Book Review: The Binding Chair or, A Visit from the Foot Emancipation Society by Kathryn Harrison

The Binding Chair or A Visit from the Foot Emancipation Society
by Kathryn Harrison

In this historical fiction novel, we meet our main character May-Li at the turn of the last century in China. Early on in the book she experiences the trauma of foot binding at the hands of her grandmother. From here, the book charts May’s path from abusive marriage to her escape to Shanghai. Although she must turn to prostitution as a means of income, her astonishing beauty, bound feet, and quick study of languages allow for speedy upward mobility. Ultimately landing her a husband from Australia.

May becomes a fixture in her husband’s Jewish family and forges a special bond with his niece Alice. The expertly researched novel covers the pair’s journey from Shanghai to a boarding school in England and back to China. Along the way, readers are introduced to other women who have all, much like May, experienced some sort of physical or mental defacement. While at times I felt like the book was trying to cover too many characters, too many stories that didn’t help move the narrative along; this cast of women did serve as a relatable reflection of May’s bound feet to a Western audience perhaps unable to conceptualize the rituals effects.
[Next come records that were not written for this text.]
Issue #172, opened 2018-07-06
com_actionlogs: improve export filename


Hackwar:
From this comment by me https://github.com/joomla/joomla-cms/pull/20800#issuecomment-402661866

The filename of the CSV export has UTC time, which I can understand why, but then we should add UTC in front of it.

brianteeman:
Feel free to submit a pr to do that - can't see the need myself but if you want to then go for it

joomdonation:
I don't see the need myself, too. However, If I were modified it, I would use current user timezone because it's easier for him to see when the it was exported by looking at filename

Hackwar:
I thought the user timezone might be good, too, but then I thought about inter-timezone disputes. If we have an admin and a disputee with differing timezones, then storing the file with the timezone of one of the two might create more confusion, so I would just try to make clear that the timestamp in the filename is in UTC.

Hackwar:
I added "UTC" to the filename in #197. What do you think about this? If I get more than one downvote, I'll simply close PR and issue. Don't need to waste more time on this than absolutely necessary. :wink:

alikon:
not a downvote from my but imo not so a priority ...

Hackwar:
To cleanup, I'm closing this issue. The PR is where we should discuss this further and decide.

PR #197, opened 2018-07-09
Adding UTC timezone to filename for export

Hackwar:
PR for #172 
This is an attempt to make the timezone of the timestamp in the filename of the export of CSV logs apparent.

### DIFF
--- a/administrator/components/com_actionlogs/controllers/actionlogs.php
+++ b/administrator/components/com_actionlogs/controllers/actionlogs.php
@@ -73,7 +73,7 @@ class ActionlogsControllerActionlogs extends JControllerAdmin
 		if (count($data))
 		{
 			$rows = ActionlogsHelper::getCsvData($data);
-			$filename     = "logs_" . JFactory::getDate();
+			$filename     = "logs_" . JFactory::getDate() . 'UTC';
 			$csvDelimiter = ComponentHelper::getComponent('com_actionlogs')->getParams()->get('csv_delimiter', ',');
 
 			$app = JFactory::getApplication();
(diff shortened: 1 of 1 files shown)


brianteeman:
If you think it matter then fine by me

administrator/components/com_actionlogs/controllers/actionlogs.php
```diff
@@ -73,7 +73,7 @@ public function exportLogs()
 		if (count($data))
 		{
 			$rows = ActionlogsHelper::getCsvData($data);
-			$filename     = "logs_" . JFactory::getDate();
+			$filename     = "logs_" . JFactory::getDate() . 'UTC';
```
brianteeman: Mr non-programmer speaking but shouldnt it be

>			$filename     = "logs_" . JFactory::getDate() . "UTC";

Even so, The Binding Chair felt broad, both in setting and emotion, in a way that I thought unnecessary and left the narrative feeling incomplete. However, in reading some reviews and articles about the book, others have argued that the enormity of what Harrison takes on in this novel speaks to feelings of diaspora. In a story charting the path of a Chinese woman in a family of Jews this reading would make sense. Conceptually I applaud it but stylistically I found it challenging. 

At the end of the day, while the story was cluttered and the fetishistic scenes regarding foot binding felt a little gratuitous, Harrison does afford readers an amazing investigation into a different world.

Who should read this book – Anyone interested in Shanghai at the turn of the last century and the Chinese ritual of footbinding.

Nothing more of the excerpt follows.